▶ _Problem requirements_
Check every line of the following material for the word "enabled", then say how many have it, with no other words.

▶ _Input data_
PR #729, opened 2024-02-09
add dedicated doc on details of allowing access

### LINKED ISSUE #727: Provide high level docs on how allow/disallow config works
This is the gist of it how allow/disallow config works is that **each user needs to**:

1. **Successfully authenticate**

   This is the phase where a username is determined, and misc properties of the user such as admin status.
   
   Failure to authenticate can stem from `GoogleOAuthenticator.hosted_domain` or `CILogonOAuthenticator.allowed_idps` config that influences the ability to determine the username.
  
2. **Not be blocked/disallowed**

   Only `Authenticator.blocked_users` is disallowing config
  
3. **Be allowed**

   Examples of such allowing config is: `Authenticator.allow_users`, `Authenticator.admin_users`, `OAuthenticator.allow_all`, `OAuthenticator.allow_existing_users`, `GitHubOAuthenticator.allowed_organizations`, ...)

minrk:
closes #727

### DIFF
--- a/docs/source/topic/allowing.md
+++ b/docs/source/topic/allowing.md
@@ -1,0 +1,143 @@
+(allowing)=
+
+# Allowing access to your JupyterHub
+
+OAuthenticator is about deferring **authentication** to an external source,
+assuming your users all have accounts _somewhere_.
+But many of these sources (e.g. Google, GitHub) have _lots_ of users, and you don't want _all_ of them to be able to use your hub.
+This is where **authorization** comes in.
+
+In OAuthenticator, authorization is represented via configuration options that start with `allow` or `block`.
+
+There are also lots of OAuth providers, and as a result, lots of ways to tell OAuthenticator who should be allowed to access your hub.
+
+## Default behavior: nobody is allowed!
+
+Assuming you have provided no `allow` configuration, the default behavior of OAuthenticator (starting with version 16) is to not allow any users unless explicitly authorized via _some_ `allow` configuration.
+If you want anyone to be able to use your hub, you must specify at least one `allow` configuration.
+
+```{versionchanged} 16
+Prior to OAuthenticator 16, `allow_all` was _implied_ if `allowed_users` was not specified.
+Starting from 16, `allow_all` can only be enabled explicitly.
+```
+
+## Allowing access
+
+There are several `allow_` configuration options, to grant access to users according to different rules.
+
+When you have only one `allow` configuration, the behavior is generally unambiguous: anyone allowed by the rule can login to the Hub, while anyone not explicitly allowed cannot login.
+However, once you start adding additional `allow` configuration, there is some ambiguity in how multiple rules are combined.
+
+```{important}
+Additional allow rules **can only grant access**, meaning they only _expand_ who has access to your hub.
+Adding an `allow` rule cannot prevent access granted by another `allow` rule.
+To block access, use `block` configuration.
+```
+
+That is, if a user is granted access by _any_ `allow` configuration, they are allowed.
+An allow rule cannot _exclude_ access granted by another `allow` rule.
+
+An example:
+
+```python
+c.GitHubOAuthenticator.allowed_users = {"mensah", "art"}
+c.GitHubOAuthenticator.allowed_organizations = {"preservation"}
+```
+
+means that the users `mensah` and `art` are allowed, _and_ any member of the `preservation` organization are allowed.
+Any user that doesn't meet any of the allow rules will not be allowed.
+
+| user  | allowed | reason                                                  |
+| ----- | ------- | ------------------------------------------------------- |
+| art   | True    | in `allowed_users`                                      |
+| amena | True    | member of `preservation`                                |
+| tlacy | False   | not in `allowed_users` and not member of `preservation` |
+
+### `allow_all`
+
+The first and simplest way to allow access is to any user who can successfully authenticate:
+
+```python
+c.OAuthenticator.allow_all = True
+```
+
+This is appropriate when you use an authentication provider (e.g. an institutional single-sign-on provider), where everyone who has an account in the provider should have access to your Hub.
+It may also be appropriate for unadvertised short-lived hubs, e.g. dedicated hubs for workshops that will be shutdown after a day, where you may decide it is acceptable to allow anyone who finds your hub to login.
+
+If `allow_all` is enabled, no other `allow` configuration will have any effect.
+
+```{seealso}
+Configuration documentation for {attr}`.OAuthenticator.allow_all`
+```
+
+### `allowed_users`
+
+This is top-level JupyterHub configuration, shared by all Authenticators.
+This specifies a list of users that are allowed by name.
+This is the simplest authorization mechanism when you have a small group of users whose usernames you know:
+
+```python
+c.OAuthenticator.allowed_users = {"mensah", "ratthi"}
+```
+
+If this is your only configuration, only these users will be allowed, no others.
+
+Note that any additional usernames in the deprecated `admin_users` configuration will also be added to the `allowed_users` set.
+
+```{seealso}
+Configuration documentation for {attr}`.OAuthenticator.allowed_users`
+```
+
+### `allow_existing_users`
+
+JupyterHub can allow you to add and remove users while the Hub is running via the admin page.
+If you add or remove users this way, they will be added to the JupyterHub database, but their ability to login will not be affected unless they are also granted access via an `allow` rule.
+
+To enable managing users via the admin panel, set
+
+```python
+c.OAuthenticator.allow_existing_users = True
+```
+
+```{warning}
+Enabling `allow_existing_users` means that _removing_ users from any explicit allow mechanisms will no longer revoke their access.
+Once the user has been added to the database, the only way to revoke their access to the hub is to remove the user from JupyterHub entirely, via the admin page.
+```
+
+```{seealso}
+Configuration documentation for {attr}`.OAuthenticator.allow_existing_users`
+```
+
+### provider-specific rules
+
+Each OAuthenticator provider may have its own provider-specific rules to allow groups of users access, such as:
+
+- {attr}`.CILogonOAuthenticator.allowed_idps`
+- {attr}`.GitHubOAuthenticator.allowed_organizations`
+- {attr}`.GitLabOAuthenticator.allowed_gitlab_groups`
+- {attr}`.GlobusOAuthenticator.allowed_globus_groups`
+- {attr}`.GoogleOAuthenticator.allowed_google_groups`
+
+## Blocking Access
+
+It's possible that you want to limit who has access to your Hub to less than all of the users granted access by your `allow` configuration.
+`block` configuration always has higher priority than `allow` configuration, so if a user is explicitly allowed _and_ explicitly blocked, they will not be able to login.
+
+The only `block` configuration is the base Authenticators `block_users`,
+a set of usernames that will not be allowed to login.
+
+### Revoking previously-allowed access
+
+Any users who have logged in previously will be present in the JupyterHub database.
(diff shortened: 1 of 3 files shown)


oauthenticator/oauth2.py
```diff
@@ -1086,3 +1088,20 @@ def __init__(self, **kwargs):
...
             )
         super().__init__(**kwargs)
+
+
+# patch allowed_users help string to match our definition
+# base Authenticator class help string gives the wrong impression
+# when combined with other allow options
+OAuthenticator.class_traits()[
+    "allowed_users"
+].help = """
```
minrk, line 1098: The base Authenticator.allowed_users docstring gives the wrong impression of how it relates to other `allow` config, since the base Authenticator doesn't have other `allow` config.

docs/source/topic/allowing.md
```diff
@@ -0,0 +1,143 @@
...
+
+```{seealso}
+Configuration documentation for {attr}`.OAuthenticator.allow_existing_users`
+```
+
+### provider-specific rules
+
+Each OAuthenticator provider may have its own provider-specific rules to allow groups of users access, such as:
+
+- {attr}`.CILogonOAuthenticator.allowed_idps`
```
minrk, line 115: This list is not comprehensive. Should it be? I'm not sure! It will certainly get out-of-date if it's supposed to be.

minrk:
It's unclear to me a bit whether things like allowed_idps/hosted_domain expanations belong here vs the provider-specific doc pages

docs/source/topic/allowing.md
manics: I think it's fine for this to be a non-comprehensive set of examples.
We've got provider specific pages e.g. https://oauthenticator.readthedocs.io/en/latest/tutorials/provider-specific-setup/providers/gitlab.html
In future I think it'd be nice to put more explanations on those pages, so instead of just listing the additional config properties we could add some text to tie it in with the explanation on this page.

docs/source/topic/allowing.md
```diff
@@ -0,0 +1,143 @@
...
+- {attr}`.GitHubOAuthenticator.allowed_organizations`
+- {attr}`.GitLabOAuthenticator.allowed_gitlab_groups`
+- {attr}`.GlobusOAuthenticator.allowed_globus_groups`
+- {attr}`.GoogleOAuthenticator.allowed_google_groups`
+
+## Blocking Access
+
+It's possible that you want to limit who has access to your Hub to less than all of the users granted access by your `allow` configuration.
+`block` configuration always has higher priority than `allow` configuration, so if a user is explicitly allowed _and_ explicitly blocked, they will not be able to login.
```
manics, line 124:
```suggestion
`block` configuration always has higher priority than `allow` configuration, so if a user is both allowed _and_ blocked, they will not be able to login.
```

docs/source/topic/allowing.md
```diff
@@ -0,0 +1,143 @@
...
+a set of usernames that will not be allowed to login.
+
+### Revoking previously-allowed access
+
+Any users who have logged in previously will be present in the JupyterHub database.
+Removing a user's login permissions (e.g. removing them from a GitLab project when using {attr}`.GitLabOAuthenticator.project_ids`) only prevents future logins;
+it does not remove the user from the JupyterHub database.
+This means that:
+
+1. any API tokens, that the user still has access to will continue to be valid, and can continue to be used, and
```
manics, line 136:
```suggestion
1. any API tokens that the user still has access to will continue to be valid, and can continue to be used
```

oauthenticator/oauth2.py
```diff
@@ -291,9 +293,9 @@ class OAuthenticator(Authenticator):
 
         .. warning::
 
-           When this is enabled and you are to remove access for one or more
-           users allowed via other config options, you must make sure that they
-           are not part of the database of users still. This can be tricky to do
+           When this is enabled and you wish to remove access for one or more
+           users previously allowed, you must make sure that they
+           are not removed from the jupyterhub database. This can be tricky to do
```
manics, line 298:
```suggestion
           are removed from the jupyterhub database. This can be tricky to do
```

oauthenticator/oauth2.py
```diff
@@ -1086,3 +1088,20 @@ def __init__(self, **kwargs):
...
+# base Authenticator class help string gives the wrong impression
+# when combined with other allow options
+OAuthenticator.class_traits()[
+    "allowed_users"
+].help = """
+Set of usernames that should be allowed to login.
+
+If unspecified, grants no access.
+
+At least one `allow` configuration must be specified
```
manics, line 1103:
```suggestion
If unspecified, grants no access. You must set at least one other `allow` configuration
```

oauthenticator/oauth2.py
manics: Lower down in this help message there's a note
```
        .. note::
           Allowing existing users is done by adding existing users on startup
           and newly created users to the `allowed_users` set. Due to that, you
           can't rely on this config to independently allow existing users if
           you for example would reset `allowed_users` after startup.

        .. versionadded:: 16.0

        .. versionchanged:: 16.0
```
After reading it several times I still don't understand what the second sentence means. Do you have any thoughts on how to make it clearer?

manics (commented):
A few suggestions, looks good to me!

oauthenticator/oauth2.py
consideRatio: Its probably me trying to convey the hidden coupling of allow_existing_users and allowed_users, which could come as a surprise if looking at allowed_users after startup.

The mechanism for allow_existing_users to allow existing users is through appending users to allowed_users. I wanted this complexity surfaced to be an answer to someone unexpectedly running into confusion about this in some way - maybe via functionality in https://github.com/jupyterhub/jupyterhub/pull/4442

docs/source/topic/allowing.md
consideRatio: Can you use another example than Cilogons allowed_idps? It isn't really an allow config like the others, but a requirement to be from an idp listed.

See https://github.com/jupyterhub/oauthenticator/issues/683 and https://github.com/jupyterhub/oauthenticator/pull/685

consideRatio:
> It's unclear to me a bit whether things like allowed_idps/hosted_domain expanations belong here vs the provider-specific doc pages.

Those two are odd ducks, they shouldn't be classified as allow config. They are requirements to auth currently, and hosted_domain could move to be part of the blocked check if the implementation is refactored.

See https://github.com/jupyterhub/oauthenticator/issues/683

GeorgianaElena (approved):
This is great to have!

docs/source/topic/allowing.md
minrk: removed `allowed_idps`

docs/source/topic/allowing.md
```diff
@@ -0,0 +1,142 @@
...
+In OAuthenticator, authorization is represented via configuration options that start with `allow` or `block`.
+
+There are also lots of OAuth providers, and as a result, lots of ways to tell OAuthenticator who should be allowed to access your hub.
+
+## Default behavior: nobody is allowed!
+
+The default behavior of OAuthenticator (starting with version 16) is to block all users unless explicitly authorized via _some_ `allow` configuration.
+If you want anyone to be able to use your hub, you must specify at least one `allow` configuration.
+
+```{versionchanged} 16
```
consideRatio, line 19: This isn't accurate as it is written now, if for example github configured allowed_orgsnizations without configuring allowed_users, it would mean that allow_all still wasn't implied.

Rather whats accurate (i believe) is that allow_all was implied if no other config starting with allow was specified.

minrk: Right, it should be "no other `allow` config", not just `allowed_users`. Got my JupyterHub and OAuthenticator mixed up.

docs/source/topic/allowing.md
```diff
@@ -0,0 +1,142 @@
...
+This specifies a list of users that are allowed by name.
+This is the simplest authorization mechanism when you have a small group of users whose usernames you know:
+
+```python
+c.OAuthenticator.allowed_users = {"mensah", "ratthi"}
+```
+
+If this is your only configuration, only these users will be allowed, no others.
+
+Note that any additional usernames in the deprecated `admin_users` configuration will also be added to the `allowed_users` set.
```
consideRatio, line 85: Maybe no chance is needed, but they aren't added to the set right? They are simply passing the check_allowed, as admin_users lead to getting admin=true in the authentication dict, and that makes them pass check_allowed in oauthenticstor. So for users of google_admin_groups, they are also granted access like this for example.

docs/source/topic/allowing.md
```diff
@@ -0,0 +1,142 @@
...
+```{warning}
+Enabling `allow_existing_users` means that _removing_ users from any explicit allow mechanisms will no longer revoke their access.
+Once the user has been added to the database, the only way to revoke their access to the hub is to remove the user from JupyterHub entirely, via the admin page.
+```
+
+```{seealso}
+Configuration documentation for {attr}`.OAuthenticator.allow_existing_users`
+```
+
+### provider-specific rules
```
consideRatio, line 111:
```suggestion
### Provider-specific rules
```

docs/source/topic/allowing.md
minrk: I actually thought they were, and they are, [_indirectly_](https://github.com/jupyterhub/jupyterhub/blob/2c932997643c631f3a7874ab39ee51f6e040622d/jupyterhub/app.py#L2132) via `.add_user()`. `allow_existing_users` changes this from the base implementation, and this makes me think we may need an update for https://github.com/jupyterhub/jupyterhub/pull/4701 to actually make this explicit.

docs/source/topic/allowing.md
```diff
@@ -0,0 +1,142 @@
...
+Removing a user's login permissions (e.g. removing them from a GitLab project when using {attr}`.GitLabOAuthenticator.project_ids`) only prevents future logins;
+it does not remove the user from the JupyterHub database.
+This means that:
+
+1. any API tokens that the user still has access to will continue to be valid, and can continue to be used
+2. any still-valid browser sessions will continue to be logged in.
+
+```{important}
+To fully remove a user's access to JupyterHub,
+their login permission must be revoked _and_ their User fully deleted from the Hub,
```
consideRatio, line 140:
```suggestion
their login permission must be revoked _and_ their user fully deleted from the Hub,
```

Not sure about this suggestion, maybe its right to capitalize user ?

minrk: I definitely over-capitalize. I probably used User because of the ORM (i.e. `db.delete(orm.User)` is specifically what's needed), but that's not entirely relevant for docs like this. lowercase is probably better.

oauthenticator/oauth2.py
```diff
@@ -1086,3 +1080,18 @@ def __init__(self, **kwargs):
...
+# when combined with other allow options
+OAuthenticator.class_traits()[
+    "allowed_users"
+].help = """
+Set of usernames that should be allowed to login.
+
+If unspecified, grants no access. You must set at least one other `allow` configuration
+if any users are to have permission to access the Hub.
+
+Any users in `admin_users` will be added to this set.
```
consideRatio, line 1096: I made another comment about this, i don't think this is correct.

docs/source/topic/allowing.md
minrk: > I think i propose a less specific claim is made, where admin status, for example via admin_userd, also leads to being allowed.

👍

oauthenticator/oauth2.py
minrk: Good call, done.

consideRatio:
I'll reflect further on https://github.com/jupyterhub/oauthenticator/pull/729#discussion_r1485885921, but i think there isn't an action point remaining in this PR about it - this LGTM and can be merged.

@minrk - ok to merge?

consideRatio (approved):
Thank you @minrk!!!

minrk:
Thanks for the thoughtful reviews!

▶ _Finished exercise_
4